La cultura del fine vita

Prendersi carico dell’accompagnamento dei pazienti con scompenso cardiaco e dei caregiver quando si approssima la fase terminali viene esplicitato nelle linee guida delle società scientifiche. E i contenuti sono simili a quelli delle linee guida per la gestione dei pazienti oncologici e con insufficienza respiratoria (7). Tuttavia già i pochi numeri qui sopra riportati sugli hospice suggeriscono un gap fra linee-guida e la implementazione dei programmi di cure palliative per i pazienti con scompenso cardiaco. Secondo Romanò “il problema sembra essere più di tipo culturale, legato ad alcuni fattori, quali la convinzione che le cure palliative riguardino solo pazienti morenti o affetti da malattie maligne o i timori che attivarle corrisponda alla sospensione di ogni terapia attiva dello scompenso cardiaco”. Capita inoltre che il paziente scompensato non venga curato dai cardiologi e da ciò deriva una maggiore difficoltà nel fare una diagnosi a breve-medio termine, nel valutare se sono state prese in giusta considerazione tutte le opzione di cura e, non da ultima, la forte preoccupazione di avviare alle cure palliative il paziente “sbagliato” (8).

 “Colmare il gap culturale – continua Romanò – diventa quindi prioritario per poter fornire ai pazienti con scompenso  avanzato il migliore supporto terapeutico globale; a questo scopo sarebbe bene introdurre, in una specialità altamente tecnologica e interventistica come la cardiologia, anche concetti particolari, quali quelli del limite e della proporzionalità delle cure.
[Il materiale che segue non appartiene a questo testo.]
PR #519, opened 2016-02-12
Add drag and drop support

oparoz:
Replaced by #581


jancborchardt:
Nice! :) Only some details:
- the dashed border around albums looks a bit off. What about dotted, and rather a color of rgba(0,0,0,.5)?
- the message »target exists« is too technical. Should be »File already exists.« (or Folder if it’s a folder). Or could we have a replacement dialog like in Files? cc @butonic

oparoz:
> the dashed border around albums looks a bit off. 

I agree. 

> What about dotted, and rather a color of rgba(0,0,0,.5)?

Dotted didn't work in my previous tests, but I'll try with your colour suggestion.
Maybe There should just be a plain colour, but that might look strange with transparent pictures

> the message »target exists« is too technical. Should be »File already exists.« (or Folder if it’s a folder). Or could we have a replacement dialog like in Files? 

I've copied the behaviour and message from Files, so it's best to open an issue there and then I can sync with any changes made there. It's not possible to have a pre-move conflict dialogue as the content of the target is not known beforehand. An improvement in Files could be to have a post-move dialogue.

oparoz:
Tried dotted again and saw why it doesn't work. Each side is dotted instead of having one dotted line going all the way around the square. This makes the corners look ugly. By using a dashed line, the problem is almost non-existent.

oparoz:
I've improved the look of the drop target. I think it looks good enough now.
Bonus: mobile support.

oparoz:
On mobile, you need to tap and hold to be able to move elements. It has to be done this way in order to not have a conflict with scrolling.

oparoz:
This could also use some testing: @tahaalibra @viraj96 @imjalpreet @mbtamuli

tahaalibra:
I tested and found various issues:

## Public
- the thumbnail view is gone and plain list is started as default
- when i changed the view to thumbnail...i can drag and drop the photo..although it does not succeed, i think we should remove drag and drop from public view

## Logged In
- when i try moving a folder f1 to another folder f2. i get a js error
  "gallery.js?v=22125a1…:394 Uncaught TypeError: targetPath.charAt is not a function"
  also the loading animation on f2 does not go away(i thinks this is because of the js error)
  selection_002

NOTE: this is happening only when i try to move one album into another at the fist page of gallery(outside of all albums)

-when i move photos using breadcrumbs..i don't have any loading gif or any indicator..this can be improved i guess..

oparoz:
### Public

> the thumbnail view is gone and plain list is started as default

You need to copy the link from the Gallery side or install the ShareLinks app to get the Gallery link, otherwise you land on the Files side.

> i can drag and drop the photo..although it does not succeed

Make sure you've given the "editing" permission on the link, but there is indeed a bug. I need to use the public endpoint for the MOVE operation.

### Logged in

> when i try moving a folder f1 to another folder f2. i get a js error "gallery.js?v=22125a1

I can't reproduce. I thought it was because of the short name, but I don't have that issue.
Try to see if you can figure out why. Maybe it's a browser issue?

> when i move photos using breadcrumbs..i don't have any loading gif or any indicator..this can be improved i guess..

Yes, I think it would be a nice improvement to be added in the future

tahaalibra:
@oparoz 

## Public
- I copied the link from the gallery side, but still public starts in list mode
  selection_003

## Logged In

To reproduce the javascript error try this
On the files:
- create a folder named(without quotes) "12345" and add 2 or 3 images
- create another folder  named(without quotes) "New Folder" and add 2 or 3 images
- visit gallery from the menu
- try move New Folder to 12345

i think this behavior is coming when i move to a folder that has a number name

oparoz:
Thanks for the screenshot. Please open a bug report regarding the generated link. You have "short links" enabled somehow and those are not properly converted to Gallery links.

Thanks for the test case. I was able to reproduce it. Strange bug :)

tahaalibra:
i guess the link generation bug is unique to official-drag-and-drop-support branch because it was not on the master or official-upload-support branch..should i still report it?

oparoz:
Ah, thanks for checking. It's because this hasn't been rebased...
I'll push a new version in a minute, with the fixes as well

E provare a modificare l’approccio attuale high tech- low touch in uno più personalizzato right tech-right touch (9)”.

 

Bibliografia

  1. Heidenreich PA, Albert NM, Allen LA, et al.; American Heart Association Advocacy Coordinating Committee; Council on Arteriosclerosis, Thrombosis and Vascular Biology; Council on Cardiovascular Radiology and Intervention; Council on Clinical Cardiology; Council on Epidemiology and Prevention; Stroke Council. Forecasting the impact of heart failure in the United States: a policy statement from the American Heart Association. Circ Heart Fail 2013; 6: 606-19.
  2. Portale Ministero della Salute. salute.gov.it
  3. Kolata G. For patients with heart failure, little guidance as death nears. New York Times, pubblicato l’8 novembre 2017.
  4. Romanò M. (a cura di). Scompenso cardiaco e cure palliative. Roma: Il Pensiero Scientifico Editore, 2018.
  5. Bekelman DB, Rumsfeld JS, Havranek EP, et al. Symptom burden, depression, and spiritual well-being: a comparison of heart failure and advanced cancer patients. J Gen Intern Med 2009; 24: 592-8.
  6. Romanò M. Cure palliative e scompenso cardiaco: è ora di cominciare a parlarne? Recenti Prog Med 2018; 109: 216-9.
  7. Siouta N, van Beek K, Payne S, et al. Is the content of guidelines/pathways a barrier for the integration of palliative Care in Chronic Heart Failure (CHF) and chronic pulmonary obstructive disease (COPD)? A comparison with the case of cancer in Europe. BMC Palliative Care 2017; 16: 62.
  8. Howlett JG. Palliative care in heart failure: addressing the largest gap. Curr Opin Cardiol 2011; 26: 144.
  9. Giannini A. Riconoscere il limite. In: Romanò M (a cura di). Scompenso cardiaco e cure palliative. Roma: Il Pensiero Scientifico Editore, 2018.